In 1999, President Bill Clinton offered Lopez clemency but the inmate rejected the offer because it excluded two associates who have since been released. Then in 2011, the U.S. Parole Commission denied his request for an early release.
In his final days in office, President Barack Obama commuted Lopez's sentence, along with clemency for others including Chelsea Manning, the transgender Army intelligence analyst who leaked more than 700,000 U.S. documents.
Lopez was released from prison in Terre Haute, Indiana, and arrived in Puerto Rico in February to serve the remainder of his sentence under house arrest. He had been staying with his daughter at her home in San Juan.

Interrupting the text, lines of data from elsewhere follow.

PR #235, opened 2023-07-25
added Dockerfile

zenkavi:
Not the most elegant way of doing it but so far I haven't run into any other issues with the image

### DIFF
--- a/Dockerfile
+++ b/Dockerfile
@@ -1,0 +1,78 @@
+# Copyright (c) Jupyter Development Team.
+# Distributed under the terms of the Modified BSD License.
+
+# HSSM image found at zenkavi/hssm
+# docker pull zenkavi/hssm
+
+ARG BASE_CONTAINER=jupyter/minimal-notebook:python-3.9
+FROM $BASE_CONTAINER
+
+LABEL maintainer="Zeynep Enkavi <zenkavi@caltech.edu>"
+
+USER root
+
+# ffmpeg for matplotlib anim & dvipng for latex labels
+RUN apt-get update && \
+    apt-get upgrade -y && \
+    apt-get install -y build-essential && \
+    apt-get install -y --no-install-recommends apt-utils && \
+    apt-get install -y --no-install-recommends ffmpeg dvipng && \
+    apt install -y graphviz &&\
+    rm -rf /var/lib/apt/lists/*
+    
+USER $NB_UID
+
+## TODO: Move these to a requirements.txt and install in a virtual env instead of as root
+RUN pip install --upgrade pip && \
+    pip install --no-cache-dir "scipy==1.10.1" && \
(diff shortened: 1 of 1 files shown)


Dockerfile
```diff
@@ -0,0 +1,78 @@
...
+    apt-get install -y build-essential && \
+    apt-get install -y --no-install-recommends apt-utils && \
+    apt-get install -y --no-install-recommends ffmpeg dvipng && \
+    apt install -y graphviz &&\
+    rm -rf /var/lib/apt/lists/*
+    
+USER $NB_UID
+
+## TODO: Move these to a requirements.txt and install in a virtual env instead of as root
+RUN pip install --upgrade pip && \
```
AlexanderFengler, line 26: could you try a minimal version here?
After installing the jupyterlab related stuff, pip install hssm (in the best case alone, but potentially with very few extra installs), should suffice. 
I looks like you are manually installing a ton of dependencies that would be installed upon hssm install.

AlexanderFengler: (Admittedly I am no docker-expert, but this is what it looks like :))

AlexanderFengler (changes requested):
Thank you for the pull request. 
Just left a small note.

Dockerfile
zenkavi: Makes sense. I'm not an expert either but I cleaned it up and made a new image and it seemed to work fine. I actually found another bug so it was good to review it again.

Before I send an updated PR though I had another question: how are the tests in the repo intended to be run? I used them to quickly check if the new image was working as expected. Do you use these internally ad hoc? Are they automated somehow with each build?

The only testing framework I've used in Python is unittest (https://docs.python.org/3/library/unittest.html#organizing-test-code). I can translate your tests and run them all when building an image. So if the tests are exhaustive then this would make sure that there wouldn't be an image with a broken version of hssm. The con for this is that each script in the tests directory would change slightly. But if you accept the format and adhere to it with future tests then they can always be run automatically with the same single command (`python -m unittest`).

Alternatively tests can stay as they are and I can in effect loop through everything in the directory. So if you have another pipeline these are already seamlessly going through that would not be messed up. I don't have a preference either way.

AlexanderFengler: Thank you :). 

As per Paul's answer below, I don't think you have to worry about running tests in the docker image. As long as you install from pip that is automatically guaranteed (but in fact since we run tests on every PR, the same is true if you install from the main branch on git, even though I would recommend pip).

zenkavi:
Sorry for the delay and thanks for the comments. I think I made the changes you suggested (including updating the tutorial directories). I'm happy to do any additional changes or feel free to merge and do more on your end. I also don't mind if you prefer rejecting this PR and writing a better/more comprehensive version yourself. This was just my attempt to share what works well for me so I thought I'd share in case there are others who might find it useful.

PR #240, opened 2023-07-26
Documentation reorganization and various bug fixes

digicosmos86:
This PR updates documentation. The files were not organized and the URLs of the various documentation pages reflects that. After the updates, the documentation URLs now correctly reflects the structure of the site. Also fixed the Google Colab links that were wrong in many Jupyter notebooks. We will generate these links automatically in the future.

He has said that upon returning to Puerto Rico he wanted to spend time with family and create a think tank to work on issues including climate change, the economy and the island's political status.
The June parade in New York comes on the same day as the latest referendum on Puerto Rico's status, which is to include three options: statehood, territoriality or independence.
Lopez told AP he believed his compatriots would not opt for statehood and the referendum would be "another exercise in futility."
The island's previous referendums resulted in no action from U.S. Congress, which has final say on any changes in the island's political status. In the last one, held in 2012, 54 percent said they wanted a change in status. Sixty-one percent who answered a second question said they favored statehood, but nearly 500,000 left that question blank, leading many to question the results.
Associated Press correspondent Carlos Rivera Giusti reported this story in San Juan and AP writer David McFadden reported from Port-au-Prince, Haiti. AP writer Colleen Long in New York contributed to this report.